HYPOCOERCIVITY OF PIECEWISE DETERMINISTIC MARKOV PROCESS-MONTE CARLO

成果类型:
Article
署名作者:
Andrieu, Christophe; Durmus, Alain; Nusken, Nikolas; Roussel, Julien
署名单位:
University of Bristol; Centre National de la Recherche Scientifique (CNRS); Universite Paris Saclay; Imperial College London; Institut Polytechnique de Paris; Ecole Nationale des Ponts et Chaussees; Inria
刊物名称:
ANNALS OF APPLIED PROBABILITY
ISSN/ISSBN:
1050-5164
DOI:
10.1214/20-AAP1653
发表日期:
2021
页码:
2478-2517
关键词:
kinetic-equations spectral gap ergodicity equilibrium inequalities CONVERGENCE decay
摘要:
In this work, we establish L-2-exponential convergence for a broad class of piecewise deterministic Markov processes recently proposed in the context of Markov process Monte Carlo methods and covering in particular the randomized Hamiltonian Monte Carlo (Trans.
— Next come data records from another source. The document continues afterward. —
PR #123, opened 2018-11-16
ice40/bitstream: Convert to UNIX line endings

smunaut:


mmicko:
Thanks for pointing out will check if git caused issue or editor did.

Issue #137, opened 2018-11-21
Not meeting timing should be at least a warning


whitequark:
Right now `--freq` seems to be essentially advisory, and nextpnr would gladly make a design that's half as slow as requested, and not even display a warning. This is particularly an issue with `--quiet`.

mithro:
I would say this should be an error!?

mithro:
A `--allow-timing-failure` could make this a warning.

cliffordwolf:
It's not an error in any of the vendor tools I know so no, it should not be an error.

daveshah1:
Following further discussion with @whitequark, it seems like the best approach is for failing timing to be a non-fatal error that will proceed to bitstream generation, so PnR time is not wasted; but produce a non-zero return code at the end.

PR #138, opened 2018-11-21
Tidy up logging code, add log file support, make timing failures non-fatal errors

### LINKED ISSUE #136: A command-line option to save a log file
In Glasgow, `--quiet` is especially useful, because running the test suite will synthesize and place dozens of designs, and having all that on stderr is just not convenient. On the other hand, it is still often useful to see the P&R output.

An option like `--log`, analogous to Yosys' `-L`, would be ideal for this. Migen already runs Yosys with `-q -L` for similar reasons.

daveshah1:
Fixes #136 and #137 

Adds the `--log`/`-l` option, similar to Yosys, to write a log file which contains all messages even if `-q` is set to limit what is printed to the console.

This also attempts to make the log code more orthogonal, adding the concept of log levels and removing some ugliness such as vectors of both C file pointers and C++ streams.

Timing failures are now printed as warnings in post-route timing analysis.

### DIFF
--- a/common/command.cc
+++ b/common/command.cc
@@ -40,7 +40,7 @@
 
 NEXTPNR_NAMESPACE_BEGIN
 
-CommandHandler::CommandHandler(int argc, char **argv) : argc(argc), argv(argv) { log_files.push_back(stdout); }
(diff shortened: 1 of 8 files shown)


whitequark:
Also tested here with Migen, works great.

PR #149, opened 2018-11-26
Fixes for global promotion

### LINKED ISSUE #148: problems with SB_PLL40_2_PAD and promote_globals()
Observeable on https://github.com/swetland/cpu16/ as of commit ffc013add5208852276d815ab3af5dca26684764

foss toolchain(s) are ToT as of today:
```
icestorm 9671b760f84ca4006f0ef101a3e3b201df4eabb5
nextpnr ff978570b162844de61dfa4ea9e30db6904b0b1f
arachnepnr 840bdfdeb38809f9f6af4d89dd7b22959b176fdd
yosys ab97eddee9b0ea0a772660731fe4c3270d2564e5
```

build w/ `make USE_NEXTPNR=true`, output is in `out/ice40.asc` `out/ice40.bin` etc

If the full design is built, the 12m clock from the PLL's GLOBALA (passthru) is visible on out1 (pin) but GLOBALB on out2 is flatline.  Exposing the lock signal showed it high in both cases.  Building the design with `hdl/ice40.v`'s `define WITH_CPU commented out (leaving only the SPI debug interface and VGA blck) results in a functional sub-design.

Commenting out `promote_globals()` in `ice40/pack.cc` per tnt's suggestion resolves the issue (but only uses 2 globals -- for the two PLL outputs).

My guess is `promote_globals()` is managing to clobber the GLOBALB PLL output...

smunaut:
Fixes #148 

@swetland If you could confirm that :)

### DIFF
--- a/common/placer1.cc
+++ b/common/placer1.cc
@@ -337,9 +337,10 @@ class SAPlacer
                         }
                     } else {
                         uint64_t score = ctx->rng64();
-                        if (score <= best_ripup_score) {
+                        CellInfo *bound_cell = ctx->getBoundBelCell(bel);
+                        if (score <= best_ripup_score && bound_cell->belStrength < STRENGTH_STRONG) {
                             best_ripup_score = score;
-                            ripup_target = ctx->getBoundBelCell(bel);
+                            ripup_target = bound_cell;
                             ripup_bel = bel;
                         }
                     }
--- a/ice40/arch.h
+++ b/ice40/arch.h
@@ -884,6 +884,13 @@ struct Arch : BaseCtx
         }
         NPNR_ASSERT_FALSE("Expected PLL pin to share an output with an SB_IO D_IN_{0,1}");
     }
+
+    int getDrivenGlobalNetwork(BelId bel) const
+    {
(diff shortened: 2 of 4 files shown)


common/placer1.cc
```diff
@@ -350,6 +351,8 @@ class SAPlacer
                     log_error("failed to place cell '%s' of type '%s'\n", cell->name.c_str(ctx), cell->type.c_str(ctx));
                 --iters;
                 ctx->unbindBel(ripup_target->bel);
+                if (ripup_target->type == id_SB_GB)
```
daveshah1: This will break the ECP5 build, where SB_GB doesn't exist (this seems just to be debugging anyway)

daveshah1:
LGTM bar one change

common/placer1.cc
smunaut: Doh .. yeah, not sure how I missed that :/

smunaut:
Just forced pushed an updated branch without that debug print.

swetland:
Confirmed.  This PR resolves #148 for me.  Thanks!

daveshah1:
Thanks again for your work @smunaut!

PR #153, opened 2018-11-27
ice40: Finer-grained control of global promotion

daveshah1:
- Disable promotion of 'logic' globals for now, at least until we have a better heuristic for this, and require `--promote-logic` to enable it
 - Add `--no-promote-globals` to disable all automatic global promotion

### DIFF
--- a/ice40/main.cc
+++ b/ice40/main.cc
@@ -65,6 +65,9 @@ po::options_description Ice40CommandHandler::getArchOptions()
     specific.add_options()("pcf", po::value<std::string>(), "PCF constraints file to ingest");
     specific.add_options()("asc", po::value<std::string>(), "asc bitstream file to write");
     specific.add_options()("read", po::value<std::string>(), "asc bitstream file to read");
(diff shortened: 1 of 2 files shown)


whitequark:
Context: on Glasgow, I have a design for UP5K with a 33.33 MHz domain where fully 1/4 of the critical path (6 ns) is spent in a global buffer.

whitequark:
Without logic global promotion, the troublesome design passes timing. Also, nextpnr now selects some CE nets for promotion instead of Logic nets, which may possibly be an improvement elsewhere.

daveshah1:
@mmicko can you check that the settings stuff looks alright?

mmicko:
Usage is fine, thing that is missing is persistence layer in ice40/project.cc  but think we need to rethink project files anyway.

whitequark:
I did a few more tests on Glasgow, and it looks like in nearly all cases, with logic global promotion disabled, I get *significantly* better timing on UP5K.

PR #158, opened 2018-11-29
Error reporting improvements

daveshah1:
- Replace assertion failure for multiple drivers with a precise error
- Replace the "no timing data" error (the first time that unknown cell types present a problem) with an "unsupported cell type" error that provides a clearer path to a solution in most cases
 - Remove the inaccurate "pre-placed design" in rulecheck
 - Add a warning for IO pins without a constraint, as this is often a bug in the design


q3k:
three reviews at the same time, man

PR #160, opened 2018-12-02
ice40: Add support for placing SB_LEDDA_IP block.

dmsc:
Signed-off-by: Daniel Serpell <daniel.serpell@gmail.com>


daveshah1:
Thanks for your improvement!

PR #163, opened 2018-12-04
Adding criticality calculation and experimental timing optimisation pass

daveshah1:
This adds `criticality` calculation (ie how close an arc is from becoming the critical path, in [0, 1]) to the timing analysis; and a highly experimental pass for optimising the critical path based on https://www.cerc.utexas.edu/utda/publications/C205.pdf


smunaut:
Just ran this on a few designs I have, average over 10 seed was consistently higher (sometimes not much, but still). But more importantly the max over 10 seed was really higher by 5 to 10%.

PR #1019, opened 2022-08-31
[WIP] Support cross-domain clock relations in timing analyser

mkurc-ant:
This PR is a proof of concept of doing cross-domain timing checks. In general case two clock domains are independent. However, if both clocks come from the same source their frequencies are equal and they differ just in phase (or delay). This can be used to do timing checks for cross-domain paths whenever they are related.

The implemented algorithm looks for a common driver for each clock pair. If one is found then those clocks are considered related and a delay difference from that driver to their nets is stored. The delay is then taken into account when doing timing checks. A check is performed for cross-domain path only if its clocks are related.

### DIFF
--- a/common/kernel/timing.cc
+++ b/common/kernel/timing.cc
@@ -29,12 +29,17 @@
 
 NEXTPNR_NAMESPACE_BEGIN
 
+namespace {
+const char *edge_name(ClockEdge edge) { return (edge == FALLING_EDGE) ? "negedge" : "posedge"; }
+} // namespace
+
 void TimingAnalyser::setup()
 {
     init_ports();
     get_cell_delays();
     topo_sort();
     setup_port_domains();
+    identify_related_domains();
     run();
 }
 
@@ -249,6 +254,7 @@ void TimingAnalyser::setup_port_domains()
                     copy_domains(port, CellPortKey(pi.net->driver), true);
             }
         }
+
         // Iterate over ports and find domain paris
         for (auto port : topological_order) {
             auto &pd = ports.at(port);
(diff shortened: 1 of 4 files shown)


rowanG077:
This could probably be extended for related clocks even if their frequencies differ. Assuming you have two clocks A and B from the same source. if you cross from A to B the max delay between the crossing register should be the min (period of A) (period of B).

gatecat:
My one concern here would be in a more complex architecture where the routing delays for the two clocks also differed. This would require bigger changes to the timing code to care about clock routing (and to reduce runtime I'd rather not check this other than during signoff).

What do you think about that?

mkurc-ant:
@rowanG077 You're right. Your approach will hold provided that the ratio of the frequencies is a rational number. Otherwise the edge-to-edge delay between the clocks would continuously drift.

@gatecat That is my concern as well. I think we could start with analyzing clock route delays in post-routing analysis only and introduce leveraging it during the routing later on.

rowanG077:
@mkurc-ant

Yes you'd indeed require integer multiples. But even if not I think you can calculate it.

- Find the least common multiple of the clock periods for clocks A and B. This is the length of periods we need to analyze as the pattern will repeat afterwards
- Go through every subsequent pair of rising clock edges from A to B, and calculate the delay between them.
- The minimum of the delay is the "worst effective clock period".

This way you could handle any fixed frequency and phase difference.

gatecat:
@rowanG077 this is drifting a bit off topic, but I would recommend some research and experimentation into how existing open and commercial tools are dealing with the multiple-related-but-not-the-same clocks problem. It would be best for nextpnr to behave as close as possible as to what's normally expected.

common/kernel/timing.cc
```diff
@@ -1216,6 +1392,10 @@ void timing_analysis(Context *ctx, bool print_histogram, bool print_fmax, bool p
                   (update_results && ctx->detailed_timing_report) ? &detailed_net_timings : nullptr);
     timing.walk_paths();
 
+    // Use TimingAnalyser to determine clock-to-clock relations
+    TimingAnalyser timingAnalyser (ctx);
+    timingAnalyser.setup();
```
gatecat, line 1397: another thought not for this PR but if you have some capacity for general nextpnr development (cc @rowanG077 too) - it would be nice to finally replace all the old timing check code with the new `timingAnalyser` that's already used during placement

mkurc-ant:
> * Find the least common multiple of the clock periods for clocks A and B. This is the length of time we need to analyze as the pattern will repeat afterwards
> * Go through every subsequent pair of rising clock edges from A to B, and calculate the delay between them.
> * The minimum of the delay is the "worst effective clock period".
> 
> This way you could handle any fixed frequency and phase difference. Do you agree?

@rowanG077 Indeed you are right, this should be possible.

mkurc-ant:
@gatecat Could you tell what's the minimal set of changes required to get this PR merged? There are certainly multiple ways those timing checks can be improved but IMO we should begin doing that incrementally.

gatecat:
If you think that some degree of routing analysis is possible quickly then I'd suggest adding that too.

Otherwise for now I would also recommend adding an `--ignore-rel-clk` option or similar as a get-out if this breaks for someone.

mkurc-ant:
@gatecat Ok. For now I added the commandline option you suggested.

gatecat:
I think the WIP can be removed now if you are OK with this being merged...

The one CI failure looks unrelated, I'm investigating now.

gatecat (approved):

gatecat:
edit: the CI failure isn't unrelated, looks like you accidentally committed a `tests` submodule change (I know this is easy to do accidentally and not you're fault). hopefully reverting that fixes the PR.

mkurc-ant:
@gatecat My bad. Should be fixed now.

gatecat:
Thanks!

uis246:
Nextpnr now has more features. Good.

PR #1033, opened 2022-10-09
ice40: improved chipdb generation performance

lethalbit:
This PR replaces the normal python `re.match` and `re.find` calls in python with AOT compiled versions of the same calls, as most of these are in hot areas of the code, like in the `pipdelay` and `cmp_wire_names`, this improves performance.

For example, when generating the UP5K chipdb with the following command:
```shell
$ python -m cProfile -o up5k.prof ../ice40/chipdb.py -p ../ice40/constids.inc -g ../ice40/gfx.h --slow $ICEBOX_INSTALL/timings_up5k.txt $ICEBOX_INSTALL/chipdb-5k.txt > chipdb-up5k.new
```

Prior to changes:
```
Welcome to the profile statistics browser.
up5k-pre.prof% stats 0
Sun Oct  9 09:15:49 2022    up5k-pre.prof

         133904934 function calls (133904766 primitive calls) in 74.772 seconds
```

Post changes:
```
Welcome to the profile statistics browser.
up5k-post.prof% stats 0
Sun Oct  9 09:12:57 2022    up5k-post.prof

         131131017 function calls (131130849 primitive calls) in 74.060 seconds
```

Currently the other main bottleneck is the BBA emission, where each line is printed to stdout as it's called. There is a possible improvement there by possibly exchanging memory usage for speed. And also a lot of the string-ops are quite expensive as well.

While it is a small perf improvement, things like this stack, so I feel it's worth it.

### DIFF
--- a/ice40/chipdb.py
+++ b/ice40/chipdb.py
@@ -311,6 +311,7 @@ def norm_wire_xy(x, y, name):
     return None # FIXME
     return (x, y)
 
+wire_name = re.compile(r".*_(\d+)$")
 def cmp_wire_names(newname, oldname):
     if maj_wire_name(newname):
         return True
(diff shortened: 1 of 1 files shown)


whitequark:
> This PR replaces the normal python `re.match` and `re.find` calls in python with AOT compiled versions of the same calls

Python does the same thing internally; it has an LRU cache in the `re` module (see the Note in https://docs.python.org/3/library/re.html#re.compile). All this PR does is avoids querying this cache.

PR #1035, opened 2022-10-17
Correct Not Equal operator implementation in ice40

tyler274:
I noticed this during my work reimplementing nextpnr, and it seems to be dead and wrong, or at least dead. Either way I think this is what was intended unless anyone can correct me.


gatecat:
Thanks! Seems like this somehow never hit a case where it mattered

PR #1040, opened 2022-11-10
gowin: add initial PLL support

yrabbit:
The rPLL primitive for the simplest chip (GW1N-1) in the family is processed. All parameters of the primitive are passed on to gowin_pack, and general-purpose wires are used for routing outputs of the primitive.

Compatible with older versions of apicula, but in this case will refuse to place the new primitive.


gowin/cells.cc
```diff
@@ -176,6 +193,53 @@ void gwio_to_iob(Context *ctx, CellInfo *nxio, CellInfo *iob, pool<IdString> &to
     }
 }
 
+void reconnect_rplla(Context *ctx, CellInfo *pll, CellInfo *plla)
+{
+    pll->movePortTo(id_CLKIN, plla, id_CLKIN);
+    pll->movePortTo(id_CLKFB, plla, id_CLKFB);
+    pll->movePortTo(ctx->id("FBDSEL[0]"), plla, id_FBDSEL0);
```
gatecat, line 200: you could use for loops (and `ctx->idf`) here to reduce the code length a bit

gowin/arch.cc
```diff
@@ -1071,6 +1071,26 @@ void Arch::addMuxBels(const DatabasePOD *db, int row, int col)
...
+{
+    IdString portname;
+    char buf[40];
+
+    for (int pid : {ID_CLKIN,   ID_CLKFB,   ID_FBDSEL0, ID_FBDSEL1, ID_FBDSEL2, ID_FBDSEL3, ID_FBDSEL4, ID_FBDSEL5,
+                    ID_IDSEL0,  ID_IDSEL1,  ID_IDSEL2,  ID_IDSEL3,  ID_IDSEL4,  ID_IDSEL5,  ID_ODSEL0,  ID_ODSEL1,
+                    ID_ODSEL2,  ID_ODSEL3,  ID_ODSEL4,  ID_PSDA0,   ID_PSDA1,   ID_PSDA2,   ID_PSDA3,   ID_DUTYDA0,
+                    ID_DUTYDA1, ID_DUTYDA2, ID_DUTYDA3, ID_FDLY0,   ID_FDLY1,   ID_FDLY2,   ID_FDLY3}) {
+        portname = IdString(pairLookup(bel->ports.get(), bel->num_ports, pid)->src_id);
+        snprintf(buf, 32, "R%dC%d_%s", row + 1, col + 1, portname.c_str(this));
```
gatecat, line 1084: as a general code comment it might be worth refactoring to use `ctx->idf(format, ...)` to build formatted idstrings rather than the snprintf into a buf approach to tidy things up a bit - `idf` won't be quite as fast but for all the non performance critical places like here it should be fine enough...

yrabbit: I myself am not thrilled with the constant snprintf(buf...) and extensive refactoring is prescribed in the plan. I'm more inclined to total transition to IdStringList if manipulations with it to assemble identifiers from several ones will be more effective than now to replace everything with ctx->idf().

One way or another, but gowin-part will be modified, another thing is that this stage is the sixth or seventh in the plan:)

gatecat: moving to `IdStringList` sounds like a great long-term plan, yeah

Amer. Math. Soc. 367 (2015) 3807-3828; Ann. Appl. Probab. 27 (2017) 2159-2194), the zig-zag process (Ann. Statist. 47 (2019) 1288-1320) and the bouncy particle Sampler (Phys. Rev. E 85 (2012) 026703; J. Amer. Statist. Assoc. 113 (2018) 855-867). The kernel of the symmetric part of the generator of such processes is nontrivial, and we follow the ideas recently introduced in (C. R. Math. Acad. Sci. Paris 347 (2009) 511-516; Trans. Amer. Math. Soc. 367 (2015) 3807-3828) to develop a rigorous framework for hypocoercivity in a fairly general and unifying set-up, while deriving tractable estimates of the constants involved in terms of the parameters of the dynamics. As a by-product we characterize the scaling properties of these algorithms with respect to the dimension of classes of problems, therefore providing some theoretical evidence to support their practical relevance.